Task details
Two lines in the listing below mark the span: one contains "program/rust/src/tests/test_upd_price.rs" and one contains "guibescos: The reason". Reproduce both of them and everything between, exactly.
*** Begin section ***
PR #347, opened 2023-04-07
Move TWAP data-driven tests to rust

jayantk:
Move the TWAP data-driven test to rust also. It's actually a test of the EMA so fix the name while i'm at it.


program/c/src/oracle/upd_aggregate.h
```diff
@@ -131,8 +131,10 @@ static void upd_ema(
 }
 
 static inline void upd_twap(
-    pc_price_t *ptr, int64_t nslots, pc_qset_t *qs )
+    pc_price_t *ptr, int64_t nslots )
```
jayantk, line 134: trivial refactor: the qset argument contains a table of constants that only gets used in upd_twap, but was being passed in from upd_aggregate. Moving the table creation into upd_twap made it easier to expose the functions ^ for testing.

program/rust/src/tests/test_ema.rs
```diff
@@ -0,0 +1,109 @@
...
+        price_account.agg_.conf_ = input.conf;
+
+        upd_twap(&mut price_account, input.nslots);
+
+        assert_eq!(expected_output.twap, price_account.twap_.val_);
+        assert_eq!(expected_output.twac, price_account.twac_.val_);
+    }
+}
+
+// TODO: put these functions somewhere more accessible
```
jayantk, line 73: will do this separately -- if i move them, i would like to replace all existing usages of the unsafe ones, of which there are quite a few

program/rust/src/processor/upd_price.rs
```diff
@@ -36,12 +36,15 @@ use {
 #[link(name = "cpyth-bpf")]
 extern "C" {
     pub fn c_upd_aggregate(_input: *mut u8, clock_slot: u64, clock_timestamp: i64) -> bool;
+    pub fn c_upd_twap(_input: *mut u8, nslots: i64);
```
guibescos, line 39: Need `#[allow(unused)]` here or for you to move this to the tests.

pyth/tests/test_twap.py
```diff
@@ -1,21 +0,0 @@
-from tests.conftest import BaseTest
```
guibescos, line 1: I think you can cleanup BaseTest from `conftest.py` for this PR

program/c/src/oracle/upd_aggregate.h
```diff
@@ -18,11 +18,10 @@ typedef struct pc_qset
   pd_t      weight_[PC_COMP_SIZE];
   int64_t   decay_[1+PC_MAX_SEND_LATENCY];
   int64_t   fact_[PC_FACTOR_SIZE];
-  int32_t   expo_;
 } pc_qset_t;
 
 // initialize quote-set temporary data in heap area
-static pc_qset_t *qset_new( int expo )
+static pc_qset_t *qset_new()
```
jayantk, line 24: This change here fixes the nondeterministic test. Turns out that pc_qset_t is shared across threads and constant *except* it stores a copy of the exponent, making it unsafe to invoke this method in parallel (which`cargo test` does by default). There's no reason it needs to store the exponent -- it's just bad software design.

fix is easy: just make it constant so it's threadsafe.

program/rust/src/tests/test_ema.rs
```diff
@@ -0,0 +1,109 @@
...
+    for (input, expected_output) in inputs.iter().zip(expected_outputs.iter()) {
+        price_account.exponent = input.expo;
+        price_account.agg_.price_ = input.price;
+        price_account.agg_.conf_ = input.conf;
+
+        upd_twap(&mut price_account, input.nslots);
+
+        assert_eq!(expected_output.twap, price_account.twap_.val_);
+        assert_eq!(expected_output.twac, price_account.twac_.val_);
+    }
```
guibescos, line 70: Should you `assert_eq!(price_account.exponent, input.expo;);` and same for price and conf as a sanity check?

PR #348, opened 2023-04-10
Improve build process

jayantk:
Update build.rs so that (1) it always builds and links the C code, and (2) it knows about its dependencies so it builds everything needed / rebuilds on change. After this PR, `cargo build` and `cargo test` should "just work" for the program.

I haven't updated the documentation yet -- I want to split things out so there's a clear pythd build vs. program build, but it's not quite there yet.


.dockerignore
```diff
@@ -1 +1,2 @@
-build
\ No newline at end of file
+build
+target
```
jayantk, line 2: drive-by: don't copy unnecessary build output into the docker image. this makes things slightly better when building docker locally.

guibescos (approved):

PR #349, opened 2023-04-13
Run oracle program C tests from Rust

jayantk:
Final step in fixing this repo. You can now simply run `cargo test` and it will compile the code (including the BPF binary) and run all of the oracle program tests. I also updated the README instructions, so please check them out and see if they work for you. 

There is technically still one oracle program test in the `pctest` folder, but that test is not very good so I don't think it makes sense to move over. It only affects the twap calculation, which we already have decent test coverage of. I may add some more TWAP tests in the future so that we can update to the new version of the calculation.


program/c/src/oracle/model/test_price_model.c
```diff
@@ -14,10 +14,7 @@ qcmp( void const * _p,
   return 0;
 }
 
-int
-main( int     argc,
-      char ** argv ) {
-  (void)argc; (void)argv;
+int test_price_model() {
```
jayantk, line 17: the changes in the C test files are:
1. export a function name so we can call them from rust (instead of main)
2. delete the noisy printf statements
3. I reduced the iteration counts on a couple of the randomized tests, because they took several minutes to run.

program/c/src/oracle/util/test_prng_battery.c
```diff
@@ -1,91 +0,0 @@
-#include <stdio.h>
```
jayantk, line 1: this file is like a super exhaustive test of the prng (which itself is only used for tests). It's not actually run as part of the existing c test suite, so just get rid of it.

docker/Dockerfile
```diff
@@ -63,8 +63,6 @@ RUN ./pyth-client/scripts/patch-solana.sh
 # Build and test the oracle program.
 RUN cd pyth-client && ./scripts/build-bpf.sh .
 RUN cd pyth-client && ./scripts/check-size.sh
-# Run aggregation logic tests
-RUN cd pyth-client && ./scripts/run-aggregation-tests.sh
```
jayantk, line 67: Note that build-bpf runs cargo test-bpf, which now runs all of these tests.

program/c/src/oracle/util/test_avg.c
```diff
@@ -76,8 +73,8 @@ main( int     argc,
 # define N 512
 
   ctr = 0;
-  for( int i=0; i<10000000; i++ ) {
```
guibescos, line 79: There's another variable called `i` inside the loop, can you fix that for clarity. For example by renaming this `i` to `iter`

guibescos (approved):
Please check out the minor comments

PR #351, opened 2023-04-21
Fix unresolved_symbol error on Mac

guibescos:
I went to the dark corner of the internet to fix this : https://macports-users.macosforge.narkive.com/Wa9Zfepg/why-ar-doesn-t-call-ranlib-on-mac
Tried one of the tips and it seems to work.


jayantk (approved):
nice

PR #357, opened 2023-04-26
chore(scripts): add script to launch docker env for building

swimricky:


jayantk (approved):
nice! do you mind also updating the readme to point people to this script

scripts/start_docker_build_env.sh
```diff
@@ -0,0 +1,19 @@
+#!/usr/bin/env bash
+set -o errexit -o nounset -o pipefail
+command -v shellcheck >/dev/null && shellcheck "$0"
+
+dir=$(pwd)
+parentdir="$(dirname "$dir")"
+export PYTH_REPO=$parentdir
+
+# Use the latest pythd image from https://hub.docker.com/r/pythfoundation/pyth-client/tags?name=pythd
```
guibescos, line 9: Can you update this to use the `oracle` instead of the `pythd` tag

scripts/start_docker_build_env.sh
```diff
@@ -0,0 +1,19 @@
...
+LATEST_VERSION="v2.17.3"
+export IMAGE=pythfoundation/pyth-client:pythd-${LATEST_VERSION}
+
+docker run -it \
+        --volume "${HOME}:/home/pyth/home" \
```
guibescos, line 14: It feels a bit excessive to mount the whole home dir. Is this intentational

scripts/start_docker_build_env.sh
```diff
@@ -0,0 +1,19 @@
...
+        --volume "${HOME}/.config:/home/pyth/.config" \
```
guibescos, line 15: This is redundant since `${HOME}/.config` is inside `${HOME}`

scripts/start_docker_build_env.sh
swimricky: Thanks, i removed this. It was copied from the "Development Setup Using VSCode" section in the README. i don't think it's necessary if the only purpose is to be able to build the oracle program from the mounted directories.

scripts/start_docker_build_env.sh
swimricky: also removed this

guibescos (approved):

PR #359, opened 2023-04-26
Revisit twap2

guibescos:


program/c/src/oracle/oracle.h
```diff
@@ -199,8 +199,8 @@ typedef struct pc_price
 static_assert( sizeof( pc_price_t ) == 3312, "" );
 
 // This constant needs to be an upper bound of the price account size, it is used within pythd for ztsd.
-// It is set tighly to the current price account + 96 component prices + 42 bytes for cumulative sums
-const uint64_t PRICE_ACCOUNT_SIZE = 3312 + 96 * sizeof( pc_price_comp_t) + 42;
```
guibescos, line 203: Typo in previous PR

program/rust/src/accounts/price.rs
```diff
@@ -60,6 +62,95 @@ pub struct PriceAccount {
     pub comp_:              [PriceComponent; PC_COMP_SIZE as usize],
 }
 
+/// This is the new version of the PriceAccount.
+/// It will go live once we resize all the price accounts.
+/// It will include more publisher spots and will store cumulative sums to compute TWAPS.
+#[cfg(test)]
+#[repr(C)]
+#[derive(Copy, Clone, Pod, Zeroable)]
+pub struct PriceAccountNew {
```
jayantk, line 71: nitpick: how about PriceAccountV2

program/rust/src/accounts/price.rs
```diff
@@ -60,6 +62,95 @@ pub struct PriceAccount {
...
+    /// Aggregate price at prev_slot_
+    pub prev_price_:        i64,
+    /// Confidence interval at prev_slot_
+    pub prev_conf_:         u64,
+    /// Timestamp of prev_slot_
+    pub prev_timestamp_:    i64,
+    /// Last attempted aggregate results
+    pub agg_:               PriceInfo,
+    /// Publishers' price components
+    pub comp_:              [PriceComponent; PC_COMP_SIZE as usize],
```
jayantk, line 111: PC_COMP_SIZE is the same number as the old price account (?)

program/rust/src/accounts/price.rs
```diff
@@ -60,6 +62,95 @@ pub struct PriceAccount {
...
+    /// Cumulative sums of aggregative price and confidence used to compute arithmetic moving averages
+    pub price_cumulative:   PriceCumulative,
+}
+
+#[cfg(test)]
+impl PriceAccountNew {
+    /// This function gets triggered when there's a succesful aggregation and updates the cumulative sums
+    pub fn update_price_cumulative(&mut self) {
```
jayantk, line 119: aren't there some assumptions about trading and stuff that need to be satisfied in order to call this function?

IMO this function does so little it would be better to inline the call to update in the calling code (which also guarantees the assumptions are satisfied)

program/rust/src/accounts/price.rs
```diff
@@ -60,6 +62,95 @@ pub struct PriceAccount {
...
+            self.agg_.conf_,
+            self.agg_.pub_slot_.saturating_sub(self.prev_slot_), // pub_slot should always be >= prev_slot, but we protect ourselves against underflow just in case
+        );
+    }
+}
+
+// This struct can't overflow since :
+// |sum(price * slotgap)| <= sum(|price * slotgap|) <= max(|price|) * sum(slotgap) <= i64::MAX * * current_slot <= i64::MAX * u64::MAX <= i128::MAX
+// |sum(conf * slotgap)| <= sum(|conf * slotgap|) <= max(|conf|) * sum(slotgap) <= u64::MAX * current_slot <= u64::MAX * u64::MAX <= u128::MAX
+// num_gaps <= current_slot <= u64::MAX
```
jayantk, line 131: 👍 nice documentation

program/rust/src/accounts/price.rs
```diff
@@ -60,6 +62,95 @@ pub struct PriceAccount {
...
+#[cfg(test)]
+#[repr(C)]
+#[derive(Copy, Clone, Pod, Zeroable)]
+pub struct PriceCumulative {
+    pub price:    i128, // Cumulative sum of price * slot_gap
+    pub conf:     u128, // Cumulative sum of conf * slot_gap
+    pub num_gaps: u64,  // Cumulative number of gaps in the uptime
+    pub unused:   u64,  // Padding for alignment
```
jayantk, line 139: don't we also need the slot number to calculate the TWAP? is that just `last_slot_` in the price account? 

one way to address this is to include the procedure for calculating the TWAP in the comments somewhere

program/rust/src/tests/test_twap.rs
```diff
@@ -0,0 +1,143 @@
...
+            price:    1,
+            conf:     2,
+            slot_gap: 4,
+        },
+        DataEvent {
+            price:    i64::MAX,
+            conf:     u64::MAX,
+            slot_gap: 1,
+        },
+    ];
```
jayantk, line 112: maybe add a test with a negative price just to be explicit. (i know the generative test covers it, but it's a little cheat-y to test the code against exactly the same implementation)

program/rust/src/processor/upd_price.rs
```diff
@@ -126,6 +131,18 @@ pub fn upd_price(
         }
     }
 
+    #[cfg(test)]
```
jayantk, line 134: this doesn't need `cfg(test)` right? like it only triggers once the account is resized, and right now they haven't been resized?

program/rust/src/accounts/price.rs
jayantk: it's a little concerning that this error isn't caught by the size tests below. something seems wrong there as well.

program/rust/src/accounts/price.rs
```diff
@@ -91,3 +182,10 @@ impl PythAccount for PriceAccount {
     /// Equal to the offset of `comp_` in `PriceAccount`, see the trait comment for more detail
     const INITIAL_SIZE: u32 = PC_PRICE_T_COMP_OFFSET as u32;
 }
+
+#[cfg(test)]
+impl PythAccount for PriceAccountNew {
+    const ACCOUNT_TYPE: u32 = PC_ACCTYPE_PRICE;
+    /// Equal to the offset of `comp_` in `PriceAccount`, see the trait comment for more detail
+    const INITIAL_SIZE: u32 = PC_PRICE_T_COMP_OFFSET as u32;
```
jayantk, line 190: is this right? I think you've allocated some bytes *after* the component array now, so the initial size needs to include the entire array + the subsequent values?

program/rust/src/tests/test_upd_price.rs
```diff
@@ -41,13 +41,13 @@ fn test_upd_price() {
     let mut funding_setup = AccountSetup::new_funding();
     let funding_account = funding_setup.as_account_info();
 
-    let mut price_setup = AccountSetup::new::<PriceAccount>(&program_id);
```
jayantk, line 44: i suggest copy/pasting this test code to also test the vanilla `PriceAccount` codepath. Both of them should work for the moment (and we can delete the copy/paste when we delete the old PriceAccount)

program/rust/src/accounts/price.rs
```diff
@@ -60,6 +62,95 @@ pub struct PriceAccount {
     pub comp_:              [PriceComponent; PC_COMP_SIZE as usize],
 }
 
+/// This is the new version of the PriceAccount.
+/// It will go live once we resize all the price accounts.
+/// It will include more publisher spots and will store cumulative sums to compute TWAPS.
```
jayantk, line 67: can you provide more context for this? tell the whole story "we are out of space in price account and in the process of reallocating the accounts...'

jayantk: also like "while both versions of these account structs are available, all operations on price accounts *must* work when passed either version. Operations may check the size of the account to determine which version of the account they have."

jayantk (commented):
awesome. I have a couple asks for this one, so would like to see this again after some updates.

program/rust/src/accounts/price.rs
guibescos: This was intentional, but I agree it's very confusing. Added the extra pubs.

program/rust/src/accounts/price.rs
guibescos: The reason it's not inlined is some rust borrower annoyance that makes it not very clean.
I added a check that status == TRADING whenever this function gets called.

.github/workflows/docker.yaml
```diff
@@ -2,6 +2,7 @@ name: Docker
 
 on:
   push:
+    branches: [ main ]
```
guibescos, line 5: Drive-by reduce CI load

program/c/src/oracle/oracle.h
```diff
@@ -200,7 +201,7 @@ static_assert( sizeof( pc_price_t ) == 3312, "" );
 
 // This constant needs to be an upper bound of the price account size, it is used within pythd for ztsd.
 // It is set tighly to the current price account + 96 component prices + 48 bytes for cumulative sums
-const uint64_t PRICE_ACCOUNT_SIZE = 3312 + 96 * sizeof( pc_price_comp_t) + 48;
+const uint64_t ZSTD_UPPER_BOUND = 3312 + 96 * sizeof( pc_price_comp_t) + 48;
```
guibescos, line 204: This get renamed

scripts/check-size.sh
```diff
@@ -1,8 +1,10 @@
 #!/usr/bin/env bash
 #
+
 # While Solana doesn't support resizing programs, the oracle binary needs to be smaller than 81760 bytes
+# (The available space for the oracle program on pythnet is 88429 and mainnet is 81760)
 ORACLE_SIZE=$(wc -c ./target/deploy/pyth_oracle.so | awk '{print $1}')
-if [ $ORACLE_SIZE -lt 81760 ]
+if [ $ORACLE_SIZE -lt 88429 ]
```
guibescos, line 7: I think we the c flags we can stay under this with the 3 upcoming changes : twap + resize + message-buffer

program/rust/src/accounts/price.rs
```diff
@@ -91,3 +193,9 @@ impl PythAccount for PriceAccount {
     /// Equal to the offset of `comp_` in `PriceAccount`, see the trait comment for more detail
     const INITIAL_SIZE: u32 = PC_PRICE_T_COMP_OFFSET as u32;
 }
+
+impl PythAccount for PriceAccountV2 {
+    const ACCOUNT_TYPE: u32 = PC_ACCTYPE_PRICE;
+    /// Equal to the offset of `comp_` in `PriceAccount`, see the trait comment for more detail
```
jayantk, line 199: comment is wrong now

jayantk (approved):
awesome. i think there's a minor issue with the header size still, but should be an easy fix.

jayantk (dismissed):

guibescos:
This is now blocked by https://github.com/pyth-network/pyth-client/pull/361

jayantk (approved):

PR #361, opened 2023-04-27
[size] Add -Oz flag to further optimize c code.

guibescos:


jayantk (commented):
Seems good to me. I think it's worth seeing what @Reisen thinks because i don't really understand what the consequences of changing these flags are (besides smaller code)

jayantk (approved):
*** End section ***
Reply
program/rust/src/tests/test_upd_price.rs
```diff
@@ -41,13 +41,13 @@ fn test_upd_price() {
     let mut funding_setup = AccountSetup::new_funding();
     let funding_account = funding_setup.as_account_info();
 
-    let mut price_setup = AccountSetup::new::<PriceAccount>(&program_id);
```
jayantk, line 44: i suggest copy/pasting this test code to also test the vanilla `PriceAccount` codepath. Both of them should work for the moment (and we can delete the copy/paste when we delete the old PriceAccount)

program/rust/src/accounts/price.rs
```diff
@@ -60,6 +62,95 @@ pub struct PriceAccount {
     pub comp_:              [PriceComponent; PC_COMP_SIZE as usize],
 }
 
+/// This is the new version of the PriceAccount.
+/// It will go live once we resize all the price accounts.
+/// It will include more publisher spots and will store cumulative sums to compute TWAPS.
```
jayantk, line 67: can you provide more context for this? tell the whole story "we are out of space in price account and in the process of reallocating the accounts...'

jayantk: also like "while both versions of these account structs are available, all operations on price accounts *must* work when passed either version. Operations may check the size of the account to determine which version of the account they have."

jayantk (commented):
awesome. I have a couple asks for this one, so would like to see this again after some updates.

program/rust/src/accounts/price.rs
guibescos: This was intentional, but I agree it's very confusing. Added the extra pubs.

program/rust/src/accounts/price.rs
guibescos: The reason it's not inlined is some rust borrower annoyance that makes it not very clean.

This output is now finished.